_Exercise brief_:
Each line of the data holding "githubusercontent" should be found and copied.

======== Provided entries ========

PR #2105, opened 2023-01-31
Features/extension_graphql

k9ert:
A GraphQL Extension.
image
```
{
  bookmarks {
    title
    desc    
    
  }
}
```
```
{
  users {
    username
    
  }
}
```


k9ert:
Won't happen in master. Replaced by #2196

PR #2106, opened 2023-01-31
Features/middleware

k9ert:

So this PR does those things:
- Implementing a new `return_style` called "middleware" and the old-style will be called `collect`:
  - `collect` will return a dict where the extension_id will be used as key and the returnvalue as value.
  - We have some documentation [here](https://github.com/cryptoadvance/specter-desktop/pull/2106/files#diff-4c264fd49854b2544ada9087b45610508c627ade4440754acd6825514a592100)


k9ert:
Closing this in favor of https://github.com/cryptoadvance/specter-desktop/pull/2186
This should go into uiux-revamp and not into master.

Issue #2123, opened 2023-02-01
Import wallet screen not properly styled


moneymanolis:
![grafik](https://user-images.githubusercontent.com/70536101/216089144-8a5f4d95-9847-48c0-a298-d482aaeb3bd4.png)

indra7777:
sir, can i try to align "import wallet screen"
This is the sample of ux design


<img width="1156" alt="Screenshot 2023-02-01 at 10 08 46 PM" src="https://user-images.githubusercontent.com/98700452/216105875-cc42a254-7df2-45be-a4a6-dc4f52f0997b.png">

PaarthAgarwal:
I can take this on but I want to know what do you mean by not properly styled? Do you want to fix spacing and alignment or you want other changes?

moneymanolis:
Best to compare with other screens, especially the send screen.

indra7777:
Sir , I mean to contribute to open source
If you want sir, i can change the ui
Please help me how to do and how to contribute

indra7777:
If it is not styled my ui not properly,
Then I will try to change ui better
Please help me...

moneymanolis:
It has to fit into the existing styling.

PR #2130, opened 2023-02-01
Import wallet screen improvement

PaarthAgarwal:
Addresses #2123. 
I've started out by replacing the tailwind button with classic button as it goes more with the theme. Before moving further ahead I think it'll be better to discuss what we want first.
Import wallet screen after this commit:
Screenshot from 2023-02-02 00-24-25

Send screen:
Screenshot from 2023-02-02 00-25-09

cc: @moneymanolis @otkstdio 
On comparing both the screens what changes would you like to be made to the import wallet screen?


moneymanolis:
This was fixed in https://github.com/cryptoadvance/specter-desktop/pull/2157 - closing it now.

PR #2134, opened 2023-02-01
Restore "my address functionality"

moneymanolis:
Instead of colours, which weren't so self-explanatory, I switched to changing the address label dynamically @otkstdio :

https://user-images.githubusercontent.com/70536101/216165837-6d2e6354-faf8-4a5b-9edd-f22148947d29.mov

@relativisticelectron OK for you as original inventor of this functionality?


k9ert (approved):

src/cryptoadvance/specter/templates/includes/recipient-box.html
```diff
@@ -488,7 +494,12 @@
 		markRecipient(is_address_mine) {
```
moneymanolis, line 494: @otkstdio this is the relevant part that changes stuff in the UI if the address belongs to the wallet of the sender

========
======== Provided entries ========

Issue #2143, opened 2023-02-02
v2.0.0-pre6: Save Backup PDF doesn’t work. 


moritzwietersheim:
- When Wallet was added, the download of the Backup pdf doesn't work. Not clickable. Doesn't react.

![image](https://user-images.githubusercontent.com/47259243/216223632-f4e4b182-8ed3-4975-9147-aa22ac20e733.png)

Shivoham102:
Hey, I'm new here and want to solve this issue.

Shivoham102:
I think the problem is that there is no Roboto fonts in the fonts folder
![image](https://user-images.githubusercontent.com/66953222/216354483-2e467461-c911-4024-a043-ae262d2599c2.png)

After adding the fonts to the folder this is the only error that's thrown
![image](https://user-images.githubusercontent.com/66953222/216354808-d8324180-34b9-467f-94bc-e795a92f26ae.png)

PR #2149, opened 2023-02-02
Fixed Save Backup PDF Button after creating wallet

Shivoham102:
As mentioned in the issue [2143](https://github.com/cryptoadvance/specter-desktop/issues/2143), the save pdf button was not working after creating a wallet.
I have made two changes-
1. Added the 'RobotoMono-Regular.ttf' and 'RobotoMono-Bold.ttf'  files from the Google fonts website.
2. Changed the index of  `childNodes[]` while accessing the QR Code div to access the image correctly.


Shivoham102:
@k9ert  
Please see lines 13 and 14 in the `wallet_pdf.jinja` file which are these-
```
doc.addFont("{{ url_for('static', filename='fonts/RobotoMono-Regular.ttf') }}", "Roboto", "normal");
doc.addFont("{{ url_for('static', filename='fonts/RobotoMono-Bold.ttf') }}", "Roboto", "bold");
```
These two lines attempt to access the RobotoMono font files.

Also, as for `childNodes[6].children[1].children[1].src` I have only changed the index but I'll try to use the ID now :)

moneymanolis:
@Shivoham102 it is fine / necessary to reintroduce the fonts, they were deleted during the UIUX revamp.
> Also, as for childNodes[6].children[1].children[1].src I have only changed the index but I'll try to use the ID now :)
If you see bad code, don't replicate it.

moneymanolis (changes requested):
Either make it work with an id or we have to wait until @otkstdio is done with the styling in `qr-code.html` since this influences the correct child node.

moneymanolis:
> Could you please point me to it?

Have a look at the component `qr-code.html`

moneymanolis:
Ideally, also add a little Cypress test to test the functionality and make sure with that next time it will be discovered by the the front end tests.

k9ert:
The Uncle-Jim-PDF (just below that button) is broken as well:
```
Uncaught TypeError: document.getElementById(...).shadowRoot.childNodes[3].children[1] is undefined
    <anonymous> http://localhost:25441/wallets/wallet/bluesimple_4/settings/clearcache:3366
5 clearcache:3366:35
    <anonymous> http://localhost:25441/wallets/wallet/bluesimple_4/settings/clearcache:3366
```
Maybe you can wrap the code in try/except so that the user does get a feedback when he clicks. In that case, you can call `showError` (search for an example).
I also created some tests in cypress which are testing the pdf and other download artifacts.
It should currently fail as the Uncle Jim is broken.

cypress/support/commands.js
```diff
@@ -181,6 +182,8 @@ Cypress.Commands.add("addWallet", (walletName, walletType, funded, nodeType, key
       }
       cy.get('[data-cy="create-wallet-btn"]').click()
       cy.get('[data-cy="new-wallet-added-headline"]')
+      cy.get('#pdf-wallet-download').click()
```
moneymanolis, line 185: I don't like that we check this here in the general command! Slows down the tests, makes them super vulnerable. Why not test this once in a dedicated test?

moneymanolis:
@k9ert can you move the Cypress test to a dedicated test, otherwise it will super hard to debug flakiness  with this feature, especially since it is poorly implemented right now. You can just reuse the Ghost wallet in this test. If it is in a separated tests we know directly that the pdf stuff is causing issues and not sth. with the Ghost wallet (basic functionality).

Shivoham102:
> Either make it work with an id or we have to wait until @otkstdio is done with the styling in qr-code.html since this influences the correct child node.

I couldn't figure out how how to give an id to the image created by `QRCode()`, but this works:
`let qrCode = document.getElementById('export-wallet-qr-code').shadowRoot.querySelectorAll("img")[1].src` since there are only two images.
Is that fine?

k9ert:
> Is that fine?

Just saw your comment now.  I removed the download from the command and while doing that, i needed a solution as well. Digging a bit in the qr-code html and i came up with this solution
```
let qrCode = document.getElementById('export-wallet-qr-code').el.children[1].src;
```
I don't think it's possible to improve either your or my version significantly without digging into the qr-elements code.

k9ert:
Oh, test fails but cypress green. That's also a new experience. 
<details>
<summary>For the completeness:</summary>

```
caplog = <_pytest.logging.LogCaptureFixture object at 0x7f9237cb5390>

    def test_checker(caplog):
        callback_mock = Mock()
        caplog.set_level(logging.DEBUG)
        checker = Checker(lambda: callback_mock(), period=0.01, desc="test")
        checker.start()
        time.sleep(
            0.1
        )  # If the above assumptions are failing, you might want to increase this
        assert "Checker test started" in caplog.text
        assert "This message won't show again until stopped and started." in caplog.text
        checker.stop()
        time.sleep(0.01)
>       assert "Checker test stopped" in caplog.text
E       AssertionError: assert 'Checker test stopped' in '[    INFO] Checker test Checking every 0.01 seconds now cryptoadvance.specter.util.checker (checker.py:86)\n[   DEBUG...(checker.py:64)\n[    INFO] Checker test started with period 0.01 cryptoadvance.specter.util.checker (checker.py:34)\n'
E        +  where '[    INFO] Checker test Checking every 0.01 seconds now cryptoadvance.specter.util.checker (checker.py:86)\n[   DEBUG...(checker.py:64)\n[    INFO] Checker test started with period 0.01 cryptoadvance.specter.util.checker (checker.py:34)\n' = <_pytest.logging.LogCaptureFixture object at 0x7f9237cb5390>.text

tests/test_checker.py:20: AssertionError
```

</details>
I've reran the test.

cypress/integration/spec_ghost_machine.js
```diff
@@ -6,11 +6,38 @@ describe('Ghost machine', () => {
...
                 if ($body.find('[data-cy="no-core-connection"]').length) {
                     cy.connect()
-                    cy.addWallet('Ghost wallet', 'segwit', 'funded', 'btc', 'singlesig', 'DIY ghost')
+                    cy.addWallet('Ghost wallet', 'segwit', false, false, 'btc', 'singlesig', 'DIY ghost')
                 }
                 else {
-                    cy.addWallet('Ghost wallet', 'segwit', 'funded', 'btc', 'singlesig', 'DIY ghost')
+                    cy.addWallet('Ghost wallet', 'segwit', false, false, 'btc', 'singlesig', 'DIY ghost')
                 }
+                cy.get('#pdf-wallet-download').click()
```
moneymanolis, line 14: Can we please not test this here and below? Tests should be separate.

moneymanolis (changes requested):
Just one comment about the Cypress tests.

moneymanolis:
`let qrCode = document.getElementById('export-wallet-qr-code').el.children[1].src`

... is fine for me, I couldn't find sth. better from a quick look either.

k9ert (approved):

========

_Reply_:
![grafik](https://user-images.githubusercontent.com/70536101/216089144-8a5f4d95-9847-48c0-a298-d482aaeb3bd4.png)
<img width="1156" alt="Screenshot 2023-02-01 at 10 08 46 PM" src="https://user-images.githubusercontent.com/98700452/216105875-cc42a254-7df2-45be-a4a6-dc4f52f0997b.png">
https://user-images.githubusercontent.com/70536101/216165837-6d2e6354-faf8-4a5b-9edd-f22148947d29.mov
![image](https://user-images.githubusercontent.com/47259243/216223632-f4e4b182-8ed3-4975-9147-aa22ac20e733.png)
![image](https://user-images.githubusercontent.com/66953222/216354483-2e467461-c911-4024-a043-ae262d2599c2.png)
![image](https://user-images.githubusercontent.com/66953222/216354808-d8324180-34b9-467f-94bc-e795a92f26ae.png)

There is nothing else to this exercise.